Define XML Expectations from Various Clients, Tools and Industry Groups
Gustav Bernard and Zach Dorman, IQVIA
Define-XML 2.0 has been around for a while and yet we are still struggling with these, due to lack of firm instructions and expectations. During this talk, we would like to discuss different expectations from different pharma companies, what is expected by CDISC and what information is provided by CDISC. We will also present some of the P21 findings that are not in agreement with CDISC Standards, and some that cause confusion, and talk about what we feel is expected by the FDA.

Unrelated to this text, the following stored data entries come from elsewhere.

PR #1239, opened 2019-08-30
resolves #1223 allow to define text background and border on inline marks

### LINKED ISSUE #1223: text background color for custom inline roles
Is it possible to change text background color in asciidoctor-pdf?

Mogztter:
resolves #1223

### DIFF
--- a/lib/asciidoctor-pdf/formatted_text/transform.rb
+++ b/lib/asciidoctor-pdf/formatted_text/transform.rb
@@ -20,6 +20,11 @@ class Transform
     'font_family' => :font,
     'font_size' => :size,
     'font_style' => :styles,
+    'background_color' => :background_color,
+    'border_offset' => :border_offset,
+    'border_radius' => :border_radius,
+    'border_width' => :border_width,
+    'border_color' => :border_color,
   }
   #DummyText = ?\u0000
 
@@ -321,6 +326,7 @@ class Transform
         styles << :strikethrough
       else
         fragment.update(@theme_settings[class_name]) {|k, oval, nval| k == :styles ? oval.merge(nval) : oval } if @theme_settings.key? class_name
+        (fragment[:callback] ||= []) << TextBackgroundAndBorderRenderer
       end
     end if attrs.key?(:class)
     fragment.delete(:styles) if styles.empty?
--- a/lib/asciidoctor-pdf/formatted_text/transform.rb
+++ b/lib/asciidoctor-pdf/formatted_text/transform.rb
@@ -326,7 +326,9 @@ class Transform
         styles << :strikethrough
       else
         fragment.update(@theme_settings[class_name]) {|k, oval, nval| k == :styles ? oval.merge(nval) : oval } if @theme_settings.key? class_name
-        (fragment[:callback] ||= []) << TextBackgroundAndBorderRenderer
+        if fragment[:background_color] || (fragment[:border_color] && fragment[:border_width])
+          ((fragment[:callback] ||= []) << TextBackgroundAndBorderRenderer).uniq!
+        end 
       end
     end if attrs.key?(:class)
     fragment.delete(:styles) if styles.empty?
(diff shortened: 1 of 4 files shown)


lib/asciidoctor-pdf/formatted_text/transform.rb
```diff
@@ -321,6 +326,7 @@ def build_fragment(fragment, tag_name, attrs = {})
         styles << :strikethrough
       else
         fragment.update(@theme_settings[class_name]) {|k, oval, nval| k == :styles ? oval.merge(nval) : oval } if @theme_settings.key? class_name
+        (fragment[:callback] ||= []) << TextBackgroundAndBorderRenderer
```
mojavelinux: We don't always want to add this callback, as it isn't always necessary. It should only be added when either a background color or both a border color and border width are set.

In other words:

```
background_color || (border_width && border_color)
```

So we'll need some key detection.

Perhaps something like:

```rb
if @theme_settings.key? class_name
  fragment.update(@theme_settings[class_name]) {|k, oval, nval| k == :styles ? oval.merge(nval) : oval }
  if fragment[:background_color] || (fragment[:border_color] && fragment[:border_width])
    ((fragment[:callback] ||= []) << TextBackgroundAndBorderRenderer).uniq!
  end 
end
```

spec/text_formatter_spec.rb
```diff
@@ -238,5 +238,20 @@
       (expect text[1][:font_size]).to eql 12
       (expect text[2][:font_size].to_f.round 2).to eql 10.0
     end
+
+    it 'should allow theme to override background and border for custom role' do
```
mojavelinux: Add `integration: true` to the test description.

lib/asciidoctor-pdf/formatted_text/transform.rb
mojavelinux: This should have been marked request changed. I clicked the wrong button.

lib/asciidoctor-pdf/formatted_text/transform.rb
```diff
@@ -20,6 +20,11 @@ class Transform
     'font_family' => :font,
     'font_size' => :size,
     'font_style' => :styles,
+    'background_color' => :background_color,
+    'border_offset' => :border_offset,
+    'border_radius' => :border_radius,
+    'border_width' => :border_width,
+    'border_color' => :border_color,
```
mojavelinux: Let's sort the border property names.

lib/asciidoctor-pdf/formatted_text/transform.rb
Mogztter: I initially did that but I realized that `TextBackgroundAndBorderRenderer` is already checking if the background and/or the border are defined.
Sure it's not really efficient since the callback will be called and will do nothing.

I will add the condition 👍

Mogztter: > both a border color and border width are set.

There's no default color for the border? If I just define a border width and radius it will do nothing?

spec/text_formatter_spec.rb
Mogztter: done

lib/asciidoctor-pdf/formatted_text/transform.rb
Mogztter: Ok, done.

Mogztter:
> Nice job on the visual test!

Actually it's really pleasant to write tests, the `visually_match` and `to_pdf_file ` are very useful.

lib/asciidoctor-pdf/formatted_text/transform.rb
mojavelinux: In this context, that's correct.

There is a default border color in other places, but I don't think it makes sense to apply it here.

mojavelinux: > Sure it's not really efficient since the callback will be called and will do nothing.

While our renderer is inefficient, it's Prawn that isn't. When you register callbacks, it does all sorts of extra calls (as I recall).

mojavelinux:
Fantastic! Thanks!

CDISC Standards: Evolving to Meet Submission Needs
Diane Wold, CDISC
Although CDISC teams have sometimes organized pilots that involve submissions to FDA (SDTMl-ADaM Pilot project, SEND Fit-for-Use Pilot), for the most part CDISC is not involved in creating and submitting e-submissions. So how does CDISC contribute to solutions that make e-Submissions happen and make them matter? For the most part, CDISC contributes by developing standards, including implementation guides, rules, and controlled terminology, and improving access to the standards, as with the SHARE exports and API. The CDISC standards evolve to cover more content, to provide more detail, clarify ambiguities, and to fix problems. As CDISC standards have evolved they have proliferated.
Study Data Topics at FDA/CDER
Sara Jimenez, FDA/CDER
A sponsor’s goal should be to collect and submit study data with integrity and the highest possible quality. This presentation will build upon this event’s e-submission solutions theme and focus on the following study data topics at CDER: review issues related to data quality and format, technical rejection criteria for study data, and logically skipped instrument items.